Bond yields touched multi‑month highs earlier in the session before easing, and futures markets were pricing in a 25‑basis‑point rate cut paired with “hawkish” guidance—a combination that tends to weigh on higher‑multiple growth stocks if the Fed signals a long pause on further cuts. FinancialContent

For a name like Synopsys, with a premium valuation and AI‑driven growth story, Fed tone and rate expectations remain an important secondary driver of near‑term share performance.

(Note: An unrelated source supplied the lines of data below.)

PR #536, opened 2024-02-12
[AT-4372] Configure mypy: asset.py and catalog.py

seedlit:
Jira ticket [here](https://up42.atlassian.net/browse/AT-4372).
NOTE: most of the changes are coming from poetry files.
Scope: 
 - temporarily use mypy.ini file for configuration
 - fix asset.py (ticket [here](https://up42.atlassian.net/browse/AT-4375))
 - fix catalog.py (ticket [here](https://up42.atlassian.net/browse/AT-4378))

Items:
* [ ] Ran test & live-tests
* [ ] Removed credentials

For release:
* [ ] Bumped version
* [ ] Added changelog


.pre-commit-config.yaml
```diff
@@ -28,15 +28,19 @@ repos:
...
-    rev: "v1.1.1" # Use the sha / tag you want to point at
+  - repo: local
     hooks:
       - id: mypy
-        args: [--no-strict-optional, --ignore-missing-imports]
+        files: \.py$
+        name: mypy
+        entry: mypy
+        language: python
+        args: ["--config-file=mypy.ini"]
```
javidq, line 38: Not needed

.pre-commit-config.yaml
```diff
@@ -28,15 +28,19 @@ repos:
...
         additional_dependencies:
           - "types-PyYAML"
           - "types-requests"
           - "sqlalchemy2-stubs"
           - "types-attrs"
           - "types-python-dateutil"
           - "types-mock"
+          - "types-tqdm"
```
javidq, line 46: These 3 lines are not needed, since they are in dev dependencies, 4 lines above should move to dev dependencies as well

mypy.ini
```diff
@@ -0,0 +1,107 @@
...
+[mypy-up42.webhooks]
+ignore_errors = True
+[mypy-up42.workflow]
+ignore_errors = True
+[mypy-tests.conftest]
+ignore_errors = True
+[mypy-tests.context]
+ignore_errors = True
+[mypy-tests.test_asset]
+ignore_errors = True
```
javidq, line 51: We must enable test_asset.py together with asset.py and the same applies to every module

mypy.ini
```diff
@@ -0,0 +1,107 @@
...
+[mypy-tests.test_auth]
+ignore_errors = True
+[mypy-tests.test_catalog]
+ignore_errors = True
```
javidq, line 55: The same as above. I'd recommend to set catalog.py ignore_errors=True and focus on asset .py and test_asset.py

mypy.ini
javidq: `In the child issues below each “Typing hints“ task must cover both implementation code file and the corresponding test.` from task description

mypy.ini
```diff
@@ -0,0 +1,107 @@
+[mypy]
+check_untyped_defs = True
+strict_optional = True
+[mypy-docs.macros]
+ignore_errors = True
+[mypy-up42.asset]
+ignore_errors = False
```
javidq, line 7: We don't need to add a module with False, it's default. On each step we're supposed to remove a module and the corresponding test module from this file

up42/catalog.py
```diff
@@ -6,14 +6,14 @@
 from pathlib import Path
 from typing import Any, Dict, List, Optional, Union
 
-from geojson import Feature, FeatureCollection
-from geopandas import GeoDataFrame
-from shapely.geometry import Polygon
+from geojson import Feature, FeatureCollection  # type: ignore
+from geopandas import GeoDataFrame  # type: ignore
+from shapely.geometry import Polygon  # type: ignore
 from tqdm import tqdm
```
javidq, line 13: I don't understand the reason to introduce these changes since when I run mypy check on the master version it raises only 3 errors related to implicit optional

javidq (changes requested):

mypy.ini
seedlit: I see.
For this PR, let's go ahead with both: asset and catalog and their corresponding tests.

up42/catalog.py
seedlit: If I do not add these, I see these 3 errors (similar to what you are getting I guess)?
Do you have any alternative solution?

image

javidq: I didn't mean imported module, I meant the changes in the code

seedlit: I could not reproduce.
Reverted the un-necessary changes.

Key risks and catalysts to watch

Near‑term catalysts

  1. Q4 FY25 results and FY26 outlook (tonight):
    • EPS/revenue relative to both guidance and consensus.
    • Any commentary on the sustainability of Design Automation growth vs. IP weakness.
    • Updated synergy and integration roadmap for Ansys.
  2. Details on Nvidia partnership monetization:
    • Timeline for GPU‑accelerated tools to contribute meaningfully to revenue.
    • Joint go‑to‑market plans across non‑semiconductor verticals.
  3. Legal developments:
    • Progress of class‑action suits and any early rulings or settlements.

Key risks

  • Integration risk around the Ansys acquisition and execution on a complex, physics‑plus‑electronics roadmap.
  • Geopolitical and export‑control risk, especially related to China, which management has already cited as a headwind.
  • Litigation and reputational risk linked to ongoing securities‑fraud allegations.
  • Valuation risk if growth moderates or the Fed remains tighter for longer, compressing multiples across high‑growth tech.

Bottom line

On December 10, 2025, Synopsys stock is trading modestly higher into a densely packed news day:

  • Nvidia’s $2 billion equity stake and deep AI partnership strengthens the long‑term narrative that Synopsys is core infrastructure for AI‑enabled chip and system design.
  • Q4 and full‑year results tonight will test whether management can stabilize growth after a Q3 miss and guidance cut.
  • Class‑action investigations add a legal overhang but are still in early stages.
  • Wall Street maintains a Moderate‑to‑Buy consensus with average targets pointing to mid‑teens upside over the next 12 months.